The Dawkins Delusion - Chapter 6 - The Roots of Morality: Why are we Good?

Richard Dawkins is up to his usual tricks in chapter six. He starts off by showing how hateful Christians are who write to him and other atheists. Does he really mean to convince people of "christian" hatred because he picked the most extreme demonstrations of it? Should we use Stalin and Hitler as representatives of all atheists? Richard is deliberately trying to make Christians look bad.

Dawkins' purpose is to show that people can be moral without God. He argues that there are four good Darwinian reasons for individuals to be altruistic, genetic kingship, reciprocation, reputation, conspicuous generosity (pg. 219). Whether these reasons are true or not is not really of interest to me, since this is not the objections that people have with regards to morality.

The question is not whether people can be moral without God, it is whether there is any morality at all. Richard finally talks about this at the close of the chapter, but spends most of the time beating down a straw man that most people do not defend. Atheists can live moral lives, but they cannot define morality. Any "morals" that have come about by Darwinian natural selection are relative to one's ability to pass on their genetic information. That is the only "moral" that atheists can logically affirm, which does not seem to restrict most of human behaviour. For example, there is no obvious reason why killing would be immoral according to natural selection. If you could kill and get away with it then it may be useful. However, most people rightly consider it immoral regardless of how natural selection works. Morality only makes sense if there is a Law Giver who will judge those who do right and those who do wrong, namely, God.

Although Richard starts off stating the problem of morality accurately (pg. 230), he subtly shifts the question to, "only religion can provide a basis for deciding what is good (pg. 231)." This argument is completely different then stating that God is required for morals to exist at all. Religions can be right or wrong. Only if the religion in question matches the Moral Law Giver does it make sense to state the question in that way. If you think there are absolute morals, then inevitably God must exist even if all religions fail in their description of His Morals. Unfortunately, Richard has missed the main point.
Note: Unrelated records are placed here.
PR #882, opened 2023-07-29
Consistent error handling and typing across ingest

kroenlein:
# Citrine Python PR

## Description 
This PR brings the errors & exceptions reported by the various ingestion endpoints into a consistent framework that mimics how things are handled on the back end.  A e2e PR will follow this one, so that the Ingestion ITs are consistent with what is seen outside the Product API.

### PR Type:


src/citrine/resources/status_detail.py
```diff
@@ -22,7 +22,7 @@ class StatusDetail(Serializable[StatusDetailType]):
     """A status message and its level."""
 
     msg = properties.String("msg")
-    level = properties.String("level")
+    level = properties.Enumeration(StatusLevelEnum, "level")
```
anoto-moniz, line 25: This is an interface break. We'll need to deprecate it as a `String` and make it an `Enumeration` in 3.0.

anoto-moniz (changes requested):
This involves a handful of interface breaks in the form of parsing strings into enums. I like the change, but we need to deprecate the `str` form until we can remove it in 3.0, at which point we can re-type it. And in the mean time, we can introduce a separate field which is the enum type, and will become a synonym in 3.0.

src/citrine/resources/ingestion.py
```diff
@@ -339,17 +467,13 @@ def build_from_file_links(self,
             response = self.session.post_resource(path=self._get_path(), json=req)
         except BadRequest as e:
             if e.api_error is not None:
-                errors = e.api_error.validation_errors
-                if len(errors) == 0:
-                    errors = [ValidationError.build({"failure_message": e.api_error.message,
-                                                     "failure_id": "failure_id"})
-                              ]
+                if len(e.api_error.validation_errors) != 0:
```
anoto-moniz, line 470: Nitpick, since it's come up before: "For sequences, (strings, lists, tuples), use the fact that empty sequences are false:"

https://peps.python.org/pep-0008/

kroenlein:
> This involves a handful of interface breaks in the form of parsing strings into enums. I like the change, but we need to deprecate the `str` form until we can remove it in 3.0, at which point we can re-type it. And in the mean time, we can introduce a separate field which is the enum type, and will become a synonym in 3.0.

Those interfaces should all have been marked Alpha, which means no deprecation cycle.

src/citrine/resources/ingestion.py
kroenlein: Okay, I recalled that PEP completely backwards.  Weird.

tests/resources/test_workflow.py
```diff
@@ -28,7 +28,7 @@ def failed_design_workflow_data(basic_design_workflow_data):
         'status': 'FAILED',
         'status_description': 'ERROR',
         'status_detail': [
-            {'level': 'WARN', 'msg': 'Something is wrong'},
+            {'level': 'WARNING', 'msg': 'Something is wrong'},
```
kroenlein, line 31: This is still fixing a bug, since the backend does not return the string `WARN`, regardless of casing.

src/citrine/resources/status_detail.py
kroenlein: I don't know if I agree, but it's tangential to the purpose of this PR, so I'm removing it for the sake of expediency.  

(The route a user would have to go down in order to have code break feels like they've already violated our API guarantees.  But formally, yes, formerly valid data is no longer valid, and a user could have called the level setter.)

kroenlein:
> This involves a handful of interface breaks in the form of parsing strings into enums. I like the change, but we need to deprecate the `str` form until we can remove it in 3.0, at which point we can re-type it. And in the mean time, we can introduce a separate field which is the enum type, and will become a synonym in 3.0.

I've removed the update to status_detail since that was incidental to the PR.  All other changes are to Alpha endpoints, and thus are not subject to a deprecation cycle.

anoto-moniz (approved):

Issue #4277, opened 2022-08-24
Feedback widget is not loaded when navigating to another page with navigation.instant feature


vedranmiletic:
### Contribution guidelines

- [X] I've read the [contribution guidelines](https://github.com/squidfunk/mkdocs-material/blob/master/CONTRIBUTING.md) and wholeheartedly agree

### I've found a bug and checked that ...

- [X] ... the problem doesn't occur with the `mkdocs` or `readthedocs` themes
- [X] ... the problem persists when all overrides are removed, i.e. `custom_dir`, `extra_javascript` and `extra_css`
- [X] ... the documentation does not mention anything about my problem
- [X] ... there are no open or closed issues that are related to my problem

### Description

Feedback widget is not loaded when navigating to another page with `navigation.instant` feature. This works as expected without `navigation.instant` feature.

### Expected behaviour

It should be loaded normally.

### Actual behaviour

It is not loaded.

### Steps to reproduce

1. Have at least two pages.
2. Load the first one.
3. Navigate to the second one.
4. Observe the missing feedback widget.

### Package versions

- Python: 3.10.6
- MkDocs: 1.3.1
- Material: 8.4.1

### Configuration

```yaml
site_name: My Docs
theme:
  name: material
  features:
    - navigation.instant
extra:
  analytics:
    provider: google
    property: G-XXXXXXXXXX
    feedback:
      title: Was this page helpful?
      ratings:
        - icon: material/emoticon-happy-outline
          name: This page was helpful
          data: 1
          note: >-
            Thanks for your feedback!
        - icon: material/emoticon-sad-outline
          name: This page could be improved
          data: 0
          note: >- 
            Thanks for your feedback! Help us improve this page by
            using our <a href="..." target="_blank" rel="noopener">feedback form</a>.
```

### System information

- Operating system: Garuda Linux
- Browser: Brave

squidfunk:
Thanks for reporting. Clear oversight on my side, I forgot to test it with instant loading. Fixed in 46d06c1c1.

squidfunk:
Released as part of 8.4.2.

vedranmiletic:
Thank you!

PR #8275, opened 2025-06-23
Update documentation code snippet to ensure feedback widget displays after instant navigation

staadecker:
Previously, the feedback widget wouldn't display after instant navigation (see issue #4277). Although this was fixed, the documentation's example for implementing a [custom feedback handler](https://squidfunk.github.io/mkdocs-material/setup/setting-up-site-analytics/#custom-site-feedback) still results in this issue. Please double check my PR as I blindly replicated the fix from #4277. This worked for me but javascript is not my forte.


squidfunk:
Thanks for the PR. Yes, that's definitely oversight, and the fix looks correct.

Issue #8284, opened 2025-06-27
[Bug]: Content tabs component rendering exception on narrow screen


SuperManito:
### Context

![Image](https://github.com/user-attachments/assets/381e7555-f0f0-4ecb-b875-2cd37c1d7d41)

![Image](https://github.com/user-attachments/assets/13697340-39b1-484e-ba89-a0162aeade81)

fix method

```css
.tabbed-set {
    overflow: hidden !important;
}
```

### Bug description

see picture

### Related links

- [Reporting a bug](https://squidfunk.github.io/mkdocs-material/contributing/reporting-a-bug/)
-

see picture

### Reproduction

see picture

### Steps to reproduce

see picture

### Browser

Chrome

### Before submitting

- [x] I have read and followed the [bug reporting guidelines](https://squidfunk.github.io/mkdocs-material/contributing/reporting-a-bug/).
- [x] I have attached links to [the documentation](https://squidfunk.github.io/mkdocs-material/), and possibly related [issues](https://github.com/squidfunk/mkdocs-material/issues) and [discussions](https://github.com/squidfunk/mkdocs-material/discussions).
- [x] I assure that I have [removed all customizations](https://squidfunk.github.io/mkdocs-material/contributing/reporting-a-bug/#remove-customizations) before submitting this bug report.
- [x] I have attached a __.zip file__ with a [minimal reproduction](https://squidfunk.github.io/mkdocs-material/guides/creating-a-reproduction/) using the [built-in info plugin](https://squidfunk.github.io/mkdocs-material/plugins/info/).

squidfunk:
Thanks for reporting. The stretching of the content tabs to the entire screen is by design. Other than that I don't understand the problem. If you only give us "see picture" and no minimal reproduction, that's all we can do here.

SuperManito:
> Thanks for reporting. The stretching of the content tabs to the entire screen is by design. Other than that I don't understand the problem. If you only give us "see picture" and no minimal reproduction, that's all we can do here.

This is not normal. See [here](https://linuxmirrors.cn/use/#%E5%B8%B8%E8%A7%81%E9%97%AE%E9%A2%98)

![Image](https://github.com/user-attachments/assets/aaa9a86e-80e8-425b-bcd0-077b4de2a189)

SuperManito:
[...]

PR #8286, opened 2025-06-29
Updated info plugin to exclude guessed venv paths

kamilkrzyskow:
Hi 👋,
since the amount of cases with minimal reproduction containing an inactive Virtual Environment reached a comfortable threshold I decided to update it and detect/guess possible venv paths.

To guess the paths I use the `pyvenv.cfg` file, which is added in the default `python -m venv` call:
- https://github.com/python/cpython/blob/76dd0eee056fbb2a6dc5c3dbb52568ba61d04994/Lib/venv/__init__.py#L220

Perhaps other "venv" solutions don't do that, and a better alternative would be to use `site-packages` or look for "python" executables, but Linux might not use `python` but specifically some `python3.12` name variant, so I picked the simplest solution for now with the `pyvenv.cfg` :v:

[9.6.14-guess.zip](https://github.com/user-attachments/files/20968378/9.6.14-guess.zip)

```sh
$ mkdocs build
INFO    -  Started archive creation for bug report

Please name your bug report (2-4 words): guess
Possible inactive venv: C:\Users\...\material-info-venv-test\venv2
INFO    -  Archive successfully created:

  9.6.14-guess/docs/index.md 287.0 B
  9.6.14-guess/mkdocs.yml 61.0 B
  9.6.14-guess/platform.json 352.0 B
  9.6.14-guess/requirements.lock.txt 332.0 B

  9.6.14-guess.zip 1.6 kB
```

In the final `platform.json` I decided to hide the username as it's a potential breach of privacy, a bit late after months but better late than never :v:
`...` - in this case I obfuscated the username in the text here, however it would display for the user in the terminal.

Additionally, I added the output of the `VIRTUAL_ENV` environmental variable to make sure we see the activated venv and don't have to guess based on the `sys.path`

Ref:
- https://github.com/squidfunk/mkdocs-material/issues/8284#issuecomment-3015598360
- https://github.com/squidfunk/mkdocs-material/discussions/8198#discussioncomment-13042253

### DIFF
--- a/material/plugins/info/plugin.py
+++ b/material/plugins/info/plugin.py
@@ -282,6 +282,7 @@ class InfoPlugin(BasePlugin[InfoConfig]):
                             *sys.argv[1:]
                         ]),
                         "env:$PYTHONPATH": os.getenv("PYTHONPATH", ""),
+                        "env:$VIRTUAL_ENV": os.getenv("VIRTUAL_ENV", ""),
                         "sys.path": sys.path,
                         "excluded_entries": self.excluded_entries
                     },
--- a/material/plugins/info/plugin.py
+++ b/material/plugins/info/plugin.py
@@ -280,8 +280,13 @@ class InfoPlugin(BasePlugin[InfoConfig]):
                 ]))
             )
 
+            # Try to get login to replace it with USERNAME placeholder
+            try:
+                username = getpass.getuser()
+            except Exception:
+                username = ""
+
             # Add information on platform
-            # Replace login with USERNAME placeholder
             f.writestr(
                 os.path.join(example, "platform.json"),
                 json.dumps(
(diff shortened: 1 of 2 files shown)


squidfunk:
Thanks for the PR. As always, I trust you on this one, since you're the one championing most of the improvements and bug fixes in the plugin. We can fast track this by our feature freeze, since it's not a feature.

kamilkrzyskow:
Thanks, I did test on Windows and WSL, and it's working as I would expect. 🙂
It should work on macOS as well, but I didn't go the extra mile to test it on GitHub Actions this time around.

Minor bug was on WSL, with the username substitution, as WSL loads the name as lowercase and Windows itself uses uppercase for the directory. So I would have to replace it with regex to make it work in this scenario of mixed case between Windows and WSL, however I think that's a very rare scenario, so I didn't optimise for it. If somebody uses Docker with WSL they likely don't put files in any personal path either 🤔

squidfunk:
Released as part of [9.6.15](https://squidfunk.github.io/mkdocs-material/changelog/#9.6.15).

PR #8327, opened 2025-07-11
Replace .cache with ~/.cache in "Publishing your site" documentation

ChrisMayfield:
When using the GitHub Actions workflow provided in documentation, the following warning occurs:

```
Post job cleanup.
Warning: Path Validation Error: Path(s) specified in the action for caching do(es) not exist, hence no cache is being saved.
```

Adding `~/` to the path resolves this issue. For reference, see `Post Run actions/cache/@v4` in these logs:

* [Before the change][1] (`path: .cache`)
* [After the change][2] (`path: ~/.cache`)

[1]: https://github.com/cspogil/cspogil.github.io/actions/runs/16211472269/job/45772312586
[2]: https://github.com/cspogil/cspogil.github.io/actions/runs/16220862593/job/45800795438

### DIFF
--- a/docs/publishing-your-site.md
+++ b/docs/publishing-your-site.md
@@ -46,7 +46,7 @@ contents:
           - uses: actions/cache@v4
             with:
               key: mkdocs-material-${{ env.cache_id }}
-              path: .cache # (4)!
+              path: ~/.cache # (4)!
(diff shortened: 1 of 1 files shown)


squidfunk:
Good catch, thanks!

There is one interesting point that he made that deserves further consideration. He says, "Sexual desire is sexual desire and its force, in an individual's psychology, is independent of the ultimate Darwinian pressure that drove it. It is a strong urge which exists independently of its ultimate rationale (pg. 221)." How does a dependent quality become independent or dependent on some other quality?  How can you determine the original evolutionary driving force of a specific quality? In this particular case it does not look like the gene is selfish, it looks like the organism is selfish because it has managed to separate the cause and effect of the sexual desire gene. This contradicts his earlier statement, which says, "the unit of natural selection is not the selfish organism, nor the selfish group or selfish species or selfish ecosystem, but the selfish gene (pg. 215)." This is rather confusing and makes you wonder about the explanatory power of Darwin.

Chapter 6 did not deal with the more difficult questions of morality, instead it only dealt with arguments that mostly atheists talk about.